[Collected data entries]
Issue #8780, opened 2022-11-20
[Issue]: Doesn't prevent Windows from sleeping with active streams


lsrom:
### Please describe your bug

Server is running on Windows desktop which is set to sleep after 20 minuts of idle. Jellyfin server should prevent Windows from sleeping when there are active streams.

### Jellyfin Version

Other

PROBLEM DESCRIPTION —
Find "Windows" in the preceding records. Copy each line that holds it.

TASK OUTPUT —
[Issue]: Doesn't prevent Windows from sleeping with active streams
Server is running on Windows desktop which is set to sleep after 20 minuts of idle. Jellyfin server should prevent Windows from sleeping when there are active streams.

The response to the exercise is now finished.